DATA SECTION —

PR #5187, opened 2023-09-22
Fix black screen bug if redeem voucher view if canceled to early

rablador:
If redeem voucher view is canceled before its presentation transition is done, the view will be removed prematurely and we end up with a black screen.

- - -
This change is [Reviewable](https://reviewable.io/reviews/mullvad/mullvadvpn-app/5187)

### DIFF
--- a/ios/MullvadVPN/View controllers/RedeemVoucher/RedeemVoucherViewController.swift
+++ b/ios/MullvadVPN/View controllers/RedeemVoucher/RedeemVoucherViewController.swift
@@ -30,6 +30,8 @@ class RedeemVoucherViewController: UIViewController, UINavigationControllerDeleg
     ) {
         self.contentView = RedeemVoucherContentView(configuration: configuration)
         self.interactor = interactor
+        self.contentView.isUserInteractionEnabled = false
+
         super.init(nibName: nil, bundle: nil)
     }
 
@@ -67,6 +69,8 @@ class RedeemVoucherViewController: UIViewController, UINavigationControllerDeleg
 
     override func viewDidAppear(_ animated: Bool) {
         super.viewDidAppear(animated)
+
+        contentView.isUserInteractionEnabled = true
         contentView.isEditing = true
     }
 


buggmagnet (changes requested):
> *[Reviewable](https://reviewable.io/reviews/mullvad/mullvadvpn-app/5187)* status: 0 of 1 files reviewed, 1 unresolved discussion (waiting on @rablador)

___
*[`ios/MullvadVPN/View controllers/RedeemVoucher/RedeemVoucherViewController.swift` line 93 at r1](https://reviewable.io/reviews/mullvad/mullvadvpn-app/5187#-NfAMTgj7ziFiIQtd8fx:-NfAMTgj7ziFiIQtd8fy:b-8eyt4k) ([raw file](https://github.com/mullvad/mullvadvpn-app/blob/668941893de3cf280ec592536d4e719a6ce78cde/ios/MullvadVPN/View%20controllers/RedeemVoucher/RedeemVoucherViewController.swift#L93)):*
> ```Swift
> 
>             if contentView.isEditing {
> ```

If the intent is to forbid the user to ever exit the redeem voucher screen if they don't have a valid code, then I guess that works :upside_down_face: 

Jokes aside, this is making the `cancel` button do nothing when the text field in the `RedeemVoucherContentView` is not active. 

It seems that the root problem is not here, but in `RootContainerViewController` in how we handle view controllers, I still need to figure out what's exactly happening.

rablador (commented):
> *[Reviewable](https://reviewable.io/reviews/mullvad/mullvadvpn-app/5187)* status: 0 of 1 files reviewed, 1 unresolved discussion (waiting on @buggmagnet)

___
*[`ios/MullvadVPN/View controllers/RedeemVoucher/RedeemVoucherViewController.swift` line 93 at r1](https://reviewable.io/reviews/mullvad/mullvadvpn-app/5187#-NfAMTgj7ziFiIQtd8fx:-NfAS8Iq0Aol-5FmWgKY:b-uyza1j) ([raw file](https://github.com/mullvad/mullvadvpn-app/blob/668941893de3cf280ec592536d4e719a6ce78cde/ios/MullvadVPN/View%20controllers/RedeemVoucher/RedeemVoucherViewController.swift#L93)):*

If the intent is to forbid the user to ever exit the redeem voucher screen if they don't have a valid code, then I guess that works :upside_down_face: 

Jokes aside, this is making the `cancel` button do nothing when the text field in the `RedeemVoucherContentView` is not active. 

It seems that the root problem is not here, but in `RootContainerViewController` in how we handle view controllers, I still need to figure out what's exactly happening.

DESCRIPTION OF THE TASK — Show me every line in the data above that includes "blob".

SOLUTION TO THE PROBLEM —
*[`ios/MullvadVPN/View controllers/RedeemVoucher/RedeemVoucherViewController.swift` line 93 at r1](https://reviewable.io/reviews/mullvad/mullvadvpn-app/5187#-NfAMTgj7ziFiIQtd8fx:-NfAMTgj7ziFiIQtd8fy:b-8eyt4k) ([raw file](https://github.com/mullvad/mullvadvpn-app/blob/668941893de3cf280ec592536d4e719a6ce78cde/ios/MullvadVPN/View%20controllers/RedeemVoucher/RedeemVoucherViewController.swift#L93)):*
*[`ios/MullvadVPN/View controllers/RedeemVoucher/RedeemVoucherViewController.swift` line 93 at r1](https://reviewable.io/reviews/mullvad/mullvadvpn-app/5187#-NfAMTgj7ziFiIQtd8fx:-NfAS8Iq0Aol-5FmWgKY:b-uyza1j) ([raw file](https://github.com/mullvad/mullvadvpn-app/blob/668941893de3cf280ec592536d4e719a6ce78cde/ios/MullvadVPN/View%20controllers/RedeemVoucher/RedeemVoucherViewController.swift#L93)):*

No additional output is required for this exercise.